### What you should do
The lines to extract run from the first line of the entries through the line that contains "with the same sign."; reproduce exactly those lines and no others.

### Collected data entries
━━━━━━━━

Issue #3135, opened 2022-07-05
Clarify uses of `infinity` in the spec


dj2:
In 12.5 we state that an implementation doesn't have to consider infinity and can return any valid value. We then have several places in the spec which say things can return `infinity`. The places where we just say `infinity` should be clarified  to either link back to the 12.5 section or state it is infinity or some valid value.

dj2:
This currently leads to some confusing spec text like:

> then that operation may additionally return either the infinity with the same sign or the largest finite value with the same sign.

The `infinity` already means either `infinity` or a valid value. So, saying it could also be the largest finite value with the same sign is redundant with what `infinity` represents in this sentence.

dneto0:
`trunc` has its own weirdness.

'trunc' says it computes 'truncate' which is defined early on in the spec.  'truncate' is  "defined over real numbers x" which excludes infinity.  So 'trunc' is not fully defined.

Appealing to IEEE-754 floating point standard, the corresponding operation would be roundToIntegralTowardZero, which references 5.9:

> 5.9 Details of operations to round a floating-point datum to integral value 

>  Several operations round a floating-point number to an integral valued floating-point number in the same
format.

...

>   These operations convert zero operands to zero
results of the same sign, and infinite operands to infinite results of the same sign.

dneto0:
> This maybe a good place to start introducing `undefined value` as the undefined value for a f32 or f16 is `infinity or any valid value`. We then use `undefined value` and link back to the definition anywhere we have `infinity`

That's part of #2888

PR #4825, opened 2024-08-23
wsgl: clarify fp edge cases

dneto0:
* Refactor the inital material in the "Floating point evaluation" section into two new secitons:
* Add subsection "Overview of IEEE-754" which:
   * Defines enough of IEEE-754 behaviour needed to describe the WGSL's differences.
   * Defines 'subnormal' and 'normal'.
   * Defines 'intermediate result', 'rounding', and 'rounding mode'.
   * Defines key characteristics of binary16, binary32, binary64 formats.
   * Gives the algorithm to compute a floating point value from its it representation.
   * Describes operation on infinite values.
   * Absorbs description of 'domain' of an fp operation.
   * Describes operation on NaN values.
   * Absorbs description of IEEE 754 exceptions.
* Add subsection "Differences from IEEE-754"
   * Has most of the other material that used to be at the top of "Floating point evaluation"
   * Adds a clause about differences between corresponding WGSL and IEEE operations.
* Add a new section "Domains of Floating Point Expressions and Built-in Functions"
   * Describes how the rest of the spec defines the domains of specific operations.
   * Often the same from IEEE-754
   * Describes inferring the domain of component-wise operations from scalar domain.
   * Describes general rule of "inferred from linear terms", for inherited-from implementations that are linear expansions.
* Replace existing uses of 'denormalized' to 'subnormal'.
* Link uses of 'intermediate result' to the definition.
* List domain restrictions as needed for all operations:
   * add, subtract, multiply, divide, remainder
   * acos, acosh, asin, astanh, cos, distance, inverseSqrt, log, log2, normalize, pow, sin, sqrt, tan
* In float conversion to float, move the NaN clause to be second, instead of subordinate to the third. It reads better that way

Fixed: #2765, #2884, #3135, #3220, #4219

### DIFF
--- a/wgsl/index.bs
+++ b/wgsl/index.bs
@@ -2524,7 +2524,7 @@ and with a numeric range and precision that may be larger than directly implemen
 WGSL defines two <dfn>abstract numeric types</dfn> for these evaluations:
 * The <dfn noexport>AbstractInt</dfn> type is the set of integers |i|, with -2<sup>63</sup> &leq; |i| &lt; 2<sup>63</sup>.
 * The <dfn noexport>AbstractFloat</dfn> type is the set of finite floating point numbers representable
-    in the [[!IEEE-754|IEEE-754]] binary64 (double precision) format.
+    in the [[!IEEE-754|IEEE-754]] [=ieee754/binary64=] (double precision) format.
 
 An evaluation of an expression in one of these types [=shader-creation
 error|must not=] overflow or produce an infinite or NaN value.
@@ -2725,11 +2725,11 @@ Note: [=AbstractInt=] is also an integer type.
 ### Floating Point Types ### {#floating-point-types}
 
 The <dfn noexport>f32</dfn> type is the set of 32-bit floating point values of the
-[[!IEEE-754|IEEE-754]] binary32 (single precision) format.
+[[!IEEE-754|IEEE-754]] [=ieee754/binary32=] (single precision) format.
 See [[#floating-point-evaluation]] for details.
 
 The <dfn noexport>f16</dfn> type is the set of 16-bit floating point values of the
-[[!IEEE-754|IEEE-754]] binary16 (half precision) format. It is a [=shader-creation error=]
+[[!IEEE-754|IEEE-754]] [=ieee754/binary16=] (half precision) format. It is a [=shader-creation error=]
 if the [=f16=] type is used unless the program contains the `enable f16;` directive to enable
 the [=extension/f16|f16 extension=]. See [[#floating-point-evaluation]] for details.
 
@@ -4208,10 +4208,10 @@ Note: The channel transfer function for 8snorm maps {-128,...,127} to the floati
   <tr><td>8sint<td>8<td>signed integer |v| &isinv; {-128,...,127}<td>i32<td> |v|<td> max(-128, min(127, `T`))
   <tr><td>16uint<td>16<td>unsigned integer |v| &isinv; {0,...,65535}<td>u32<td> |v|<td> min(65535, `T`)
   <tr><td>16sint<td>16<td>signed integer |v| &isinv; {-32768,...,32767}<td>i32<td> |v|<td> max(-32768, min(32767, `T`))
-  <tr><td>16float<td>16<td>[[!IEEE-754|IEEE-754]] binary16 16-bit floating point value |v|, with 1 sign bit, 5 exponent bits, 10 mantissa bits<td>f32<td>|v|<td>`quantizeToF16(T)`
+  <tr><td>16float<td>16<td>[[!IEEE-754|IEEE-754]] [=ieee754/binary16=] 16-bit floating point value |v|<td>f32<td>|v|<td>`quantizeToF16(T)`
   <tr><td>32uint<td>32<td>32-bit unsigned integer value |v|<td>u32<td>|v|<td>`T`
   <tr><td>32sint<td>32<td>32-bit signed integer value |v|<td>i32<td>|v|<td>`T`
-  <tr><td>32float<td>32<td>[[!IEEE-754|IEEE-754]] binary32 32-bit floating point value |v|<td>f32<td>|v|<td>`T`
+  <tr><td>32float<td>32<td>[[!IEEE-754|IEEE-754]] [=ieee754/binary32=] 32-bit floating point value |v|<td>f32<td>|v|<td>`T`
 </table>
 
 The texel formats listed in the
@@ -10454,7 +10454,7 @@ offset |k| of a host-shared buffer, then:
 
 Note: WGSL does not have a [=type/concrete=] [=64-bit integer=] type.
 
-A value |V| of type [=f32=] is represented in [[!IEEE-754|IEEE-754]] binary32 format.
+A value |V| of type [=f32=] is represented in [[!IEEE-754|IEEE-754]] [=ieee754/binary32=] format.
 It has one sign bit, 8 exponent bits, and 23 fraction bits.
 When |V| is placed at byte offset |k| of host-shared buffer, then:
    * Byte |k| contains bits 0 through 7 of the fraction.
@@ -10464,7 +10464,7 @@ When |V| is placed at byte offset |k| of host-shared buffer, then:
    * Bits 0 through 6 of byte |k|+3 contain bits 1 through 7 of the exponent.
    * Bit 7 of byte |k|+3 contains the sign bit.
 
-A value |V| of type [=f16=] is represented in [[!IEEE-754|IEEE-754]] binary16 format.
+A value |V| of type [=f16=] is represented in [[!IEEE-754|IEEE-754]] [=ieee754/binary16=] format.
 It has one sign bit, 5 exponent bits, and 10 fraction bits.
 When |V| is placed at byte offset |k| of host-shared buffer, then:
    * Byte |k| contains bits 0 through 7 of the fraction.
@@ -12578,9 +12578,9 @@ The accuracy of an [=AbstractFloat=] operation is as follows:
 depends critically on the underlying floating point type.
 
 The [=ULP=] for an [=AbstractFloat=] value assumes
-AbstractFloat is identical to the [[!IEEE-754|IEEE-754]] binary64 type.
+AbstractFloat is identical to the [[!IEEE-754|IEEE-754]] [=ieee754/binary64=] type.
 
-One [=ULP=] for an f32 value is 2<sup>29</sup> times larger than 1 ULP for an IEEE 754 binary64 value,
+One [=ULP=] for an f32 value is 2<sup>29</sup> times larger than 1 ULP for an IEEE-754 binary64 value,
 since the significand in the binary64 format is 29 bits longer than the significand in the f32 type.
 
 For example, suppose the true result value of an operation is |x|, but it is computed as <var>x'</var>.
@@ -12614,7 +12614,7 @@ In this section, a floating point type may be any of:
 * A hypothetical type corresponding to a binary format defined by the [[!IEEE-754|IEEE-754]]
     floating point standard.
 
-Note: Recall that the [=f32=] WGSL type corresponds to the IEEE-754 binary32 format, and the [=f16=] WGSL type corresponds to the IEEE-754 binary16 format.
+Note: Recall that the [=f32=] WGSL type corresponds to the IEEE-754 [=ieee754/binary32=] format, and the [=f16=] WGSL type corresponds to the IEEE-754 [=ieee754/binary16=] format.
 
 The <dfn noexport>scalar floating point to integral conversion</dfn> algorithm is:
 <blockquote algorithm="convert a float value to an integral value">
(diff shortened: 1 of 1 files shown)


wgsl/index.bs
```diff
@@ -12118,54 +12165,159 @@ If one of these functions is called in non-uniform control flow, then the result
...
+    * Additionally, [=intermediate result=] values of operations listed in
         [[#bit-reinterp-builtin-functions]], [[#pack-builtin-functions]], or
         [[#unpack-builtin-functions]] may be flushed to zero.
-    * Other operations are required to preserve denormalized numbers.
+    * Other operations are required to preserve [=ieee754/subnormal=] numbers.
 * The accuracy of operations is given in [[#floating-point-accuracy]].
+* Some built-in functions in WGSL have different semantics from the corresponding IEEE-754 operation.
+    Such cases are listed as needed at the definition of the WGSL built-in function.
+
+    For example the WGSL [[#fma-builtin]] function expands to an ordinary multiply (including a rounding step) and an add (and another rounding step),
```
alan-baker, line 12319:
```suggestion
    For example the WGSL [[#fma-builtin]] function may expand to an ordinary multiply (including a rounding step) and an add (and another rounding step),
```

wgsl/index.bs
```diff
@@ -12178,8 +12330,8 @@ For a floating point type *T*, define *MAX(T)* as the largest positive finite va
 and 2<sup>*EMAX(T)*</sup> as the largest power of 2 representable by *T*.
 In particular, EMAX([=f32=]) = 127, and EMAX([=f16=]) = 15.
 
-Let *X* be an infinite-precision intermediate result from a floating point computation.
-The final value of the expression is determined in two stages, via intermediate values *X'* and *X''* as follows:
+Let *X* be an infinite-precision [=intermediate result=] from a floating point computation.
```
alan-baker, line 12333: For searchability:
```suggestion
Let *X* be an infinitely precise [=intermediate result=] from a floating point computation.
```

wgsl/index.bs
```diff
@@ -12303,13 +12455,13 @@ the rules in [[#floating-point-overflow]] apply.
...
-    If `x` and either `low` or `high` are denormalized, the result may be any of the denormalized values.
-    This follows from the possible results from the `min` and `max` functions on denormalized inputs.
+    If `x` and either `low` or `high` are [=ieee754/subnormal=], the result may be any of the [=ieee754/subnormal=] values.
+    This follows from the possible results from the `min` and `max` functions on [=ieee754/subnormal=] inputs.
   <tr><td>`cos(x)`
       <td>Absolute error at most 2<sup>-11</sup> when `x` is in the interval [-&pi;, &pi;]
       <td>Absolute error at most 2<sup>-7</sup> when `x` is in the interval [-&pi;, &pi;]
   <tr><td>`cosh(x)`<td colspan=2 style="text-align:left;">Inherited from `(exp(x) + exp(-x)) * 0.5`
-  <tr><td>`cross(x, y)`<td colspan=2 style="text-align:left;">Inherited from `(x[i] * y[j] - x[j] * y[i])`
+  <tr><td>`cross(a, b)`<td colspan=2 style="text-align:left;">Inherited from `(a[i] * b[j] - a[j] * b[i])` where `i` &ne; `j`
```
alan-baker, line 12464: Why the switch to `a` and `b` here? Almost everything else in this table uses `x`, `y`, and `z` for for parameters.

wgsl/index.bs
```diff
@@ -13837,10 +14029,8 @@ fn num_point_lights() -> u32 {
 
     [=Component-wise=] when `T` is a vector.
   <tr>
-    <td>
-    <td>
-
-Note: The result is not mathematically meaningful when `abs(e)` &gt; 1.
+    <td>Scalar [=domain=]
+    <td>Interval [&minus;1, 1]
```
alan-baker, line 14033: Consider dropping interval generally.

wgsl/index.bs
```diff
@@ -14048,6 +14236,9 @@ Note: The result is not mathematically meaningful when `abs(t)` &ge; 1.
     <td>Description
     <td>Returns the cosine of `e`, where `e` is in radians.
     [=Component-wise=] when `T` is a vector.
+  <tr>
+    <td>Scalar [=domain=]
+    <td>Interval ([NINF], [PINF])
```
alan-baker, line 14241: There's a consistency problem here. Why list the full domain only sometimes?

wgsl/index.bs
```diff
@@ -14132,7 +14327,7 @@ Note: The result is not mathematically meaningful when `abs(t)` &ge; 1.
     <td style="width:10%">Overload
     <td class="nowrap">
       <xmp highlight=wgsl>
-        @const @must_use fn cross(e1: vec3<T>,
+        @const @must_use fn cross(a: vec3<T>,
```
alan-baker, line 14330: You only changed one parameter name and the new description refers to a undefined `b`.

wgsl/index.bs
```diff
@@ -14474,13 +14689,16 @@ the sign bit appears in the most significant bit position.
...
+    as if with unbounded range and precision, and only the final result is [=rounding|rounded=]
+    to a value in the destination type.
     However, the [[#floating-point-accuracy]] rule for `fma` allows an implementation
     which performs an ordinary multiply to the target type followed by an ordinary addition.
-    In this case the intermediate values may overflow or lose accuracy, and the overall
+    In this case the [=intermediate result=] values may overflow or lose accuracy, and the overall
     operation is not "fused" at all.
+  <tr>
+    <td>Domain
+    <td>[=Implied from linear terms=] of the expressions |e2|[i] &times; |e2|[i] &plus; |e3|[i].
```
alan-baker, line 14701:
```suggestion
    <td>[=Implied from linear terms=] of the expressions |e2| &times; |e2| &plus; |e3|.
```

alan-baker (changes requested):
Very nice overall.

Pre-existing problem: we use the accuracy table as a list of operations where certain rules apply (e.g. FTZ), but we don't list all built-in functions (e.g. derivatives).

I wonder if we should consider creating links for the domains that use inherited from accuracy into the accuracy. We could link from the accuracy table to the builtin to save users some effort potentially. Though I'm not sure whether that would be an aesthetic improvement. Nor does it need done in this PR.

Note: probably should do an editing pass for #4803 after this.

wgsl/index.bs
```diff
@@ -12118,54 +12165,159 @@ If one of these functions is called in non-uniform control flow, then the result
...
+* The type supports operations including:
+    * Basic arithmetic such as: addition (`+`), subtraction (`-`), mutiplication (`*`), and division (`/`).
+    * Conversion to and from other numeric types.
+    * Built-in functions such as: [[#max-float-builtin|max]], [[#sqrt-builtin|sqrt]], [[#cos-builtin|cos]]
+    * <div class=note>Note: Infinities are ordinary participants in most operations. For example adding [PINF] to 5 produces [PINF].</div>
+* The type has a bit representation characterized by:
+    * A fixed bit width, where each value's bit representation has three contiguous bit fields, ordered from most significant bit to least:
+        * A 1-bit <dfn dfn-for="ieee754" noexport>sign field</dfn>.
+        * A fixed-width <dfn dfn-for="ieee754" noexport>exponent field</dfn>.
+        * A fixed-width <dfn dfn-for="ieee754" noexport>trailing significand field</dfn>.
```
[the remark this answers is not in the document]
dneto0: Agree.

I started looking at that and noticed there was an algorithm with variables with "mantissa" as a substring.

The IEEE spec only uses significand, so I favour that.  Also AFAIK "mantissa" is used ambiguously, sometimes including the hidden 1 and sometimes not.

wgsl/index.bs
dneto0: The full domain includes the infinities.  This one doesn't.

domains are over the extended reals.

That's another reason to use the word "interval" because in this case you don't want it to look like just a two-element set.

wgsl/index.bs
dneto0: For cases like `(-inf, inf)` it would look like a two-element set.

wgsl/index.bs
dneto0: because I switched the notation in definition of the function. Will switch back.

This one actually threw me for a loop because the formula is a lot more complicated than hinted at here.

Will switch back to x and y.

wgsl/index.bs
```diff
@@ -12118,54 +12165,159 @@ If one of these functions is called in non-uniform control flow, then the result
...
+* Let <var>bias</var> be the [=ieee754/exponent bias=] for the type.
+* Let <var>tsw</var> be the bit width of the [=ieee754/trailing significand field=] for the type.
+* Partition <var>Bits</var> into the [=ieee754/sign field=], [=ieee754/exponent field=], and the [=ieee754/trailing significand field=].
+* Let <var>Sign</var>, |E|, and |T| be the interpretations of those respective fields as unsigned integers.
+* If the [=ieee754/exponent field=] is all 1 bits, then:
+    * The result |F| &equals; [PINF] when <var>Sign</var> &equals; 0 and |T| &equals; 0.
+    * The result |F| &equals; [NINF] when <var>Sign</var> &equals; 1 and |T| &equals; 0.
+    * The result |F| is a [=NaN=] when |T| &ne; 0.
+* Otherwise, if the [=ieee754/exponent field=] is all 0 bits, then:
+    * The result |F| &equals; (&minus; 1)<sup><var>Sign</var></sup> &times; 2<sup>(|E|&minus;<var>bias</var>)</sup> &times; |T| &times; 2<sup>&minus;<var>tsw</var>&plus;1</sup>.
```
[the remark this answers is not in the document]
dneto0: The alternative structuring doesn't work because the significand changes, and the exponent on the 2 changes.

I will drop the E when it's zero.

wgsl/index.bs
```diff
@@ -12118,54 +12165,159 @@ If one of these functions is called in non-uniform control flow, then the result
...
+         (<dfn noexport>Denormalized</dfn> is a synonym for subnormal.)
+* Otherwise, the [=ieee754/exponent field=] is neither all 1 bits, nor all 0 bits:
+    * The result |F| &equals; (&minus; 1)<sup><var>Sign</var></sup> &times; 2<sup>(|E|&minus;<var>bias</var>)</sup> &times; ( 1 + |T| &times; 2<sup>&minus;<var>tsw</var></sup>).
+    * The value |F| is <dfn dfn-for="ieee754" noexport>normal</dfn>.
+
+</blockquote>
+
+
+The <dfn>domain</dfn> of a floating point operation is the set of [=extended real=] number inputs for which the operation is well defined.
+For example, the domain of the mathematical function &radic; is the interval [0,[PINF]]: &radic; is not well defined for inputs less than zero.
```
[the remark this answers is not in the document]
dneto0: done, and restructured these paragraphs about domains into a bulleted list.

wgsl/index.bs
dneto0: no change made. see below for why.

wgsl/index.bs
dneto0: no change made.

wgsl/index.bs
```diff
@@ -12515,7 +12674,45 @@ Note: The original value is always within range of the destination type when
...
+When listing the domain for one of these operations, either:
+
+* The domain is explicitly described, or
+* The domain is stated as <dfn noexport>implied from linear terms</dfn>, meaning the domain
+    is derived by:
+     * Assuming the original operation was replaced by the "inherited from" expression, which is a combination of floating point addition, subtraction, and mulitiplication operations.
+     * Applying and combining the domain restrictions for those remaining operations over the given parameters.
+
+For example: The `dot(a,b)` function over 2-element vectors |a| and |b| has its accuracy [=inherited from=] the expression
+    |a[0]| * |b[0]| + |a[1]| * |b[1]|.
```
alan-baker, line 12704: This doesn't render like |a| and |b| previous to it. It does work below so I think you want:
```suggestion
    |a|[0] * |b|[0] + |a|[1] * |b|[1].
```

wgsl/index.bs
```diff
@@ -12515,7 +12674,45 @@ Note: The original value is always within range of the destination type when
...
+This uses two floating point multiplications, and one floating point addition.
+* Floating point multiplication is well defined over the extended reals except when one operand is zero and the other is infinite.
+* Floating point addition is well defined except when the two operands are infinites of opposite sign.
+* Therefore, the domain is all pairs of extended real two-element vectors |a| and |b| except:
+    * Implied from the multiplications:
+        * |a|[i] is zero and |b|[i] is infinite.
+        * |a|[i] is infinite and |b|[i] is zero.
+    * Implied from the addition:
+        * |a|[0]&times;|b|[0] is [PINF] and |a|[1]&times;|b|[1] is [PINF]
+        * |a|[0]&times;|b|[0] is [NINF] and |a|[1]&times;|b|[1] is [NINF]
```
alan-baker, line 12714: Looks cramped without spaces.
```suggestion
        * |a|[0] &times; |b|[0] is [PINF] and |a|[1] &times; |b|[1] is [PINF]
        * |a|[0] &times; |b|[0] is [NINF] and |a|[1] &times; |b|[1] is [NINF]
```

alan-baker (changes requested):
Couple small rendering issues,.

alan-baker (approved):

teoxoy:
https://github.com/gpuweb/gpuweb/issues/2884, https://github.com/gpuweb/gpuweb/issues/3135, https://github.com/gpuweb/gpuweb/issues/3220 and https://github.com/gpuweb/gpuweb/issues/4219 didn't get closed automatically.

━━━━━━━━

### Completed exercise
Issue #3135, opened 2022-07-05
Clarify uses of `infinity` in the spec


dj2:
In 12.5 we state that an implementation doesn't have to consider infinity and can return any valid value. We then have several places in the spec which say things can return `infinity`. The places where we just say `infinity` should be clarified  to either link back to the 12.5 section or state it is infinity or some valid value.

dj2:
This currently leads to some confusing spec text like:

> then that operation may additionally return either the infinity with the same sign or the largest finite value with the same sign.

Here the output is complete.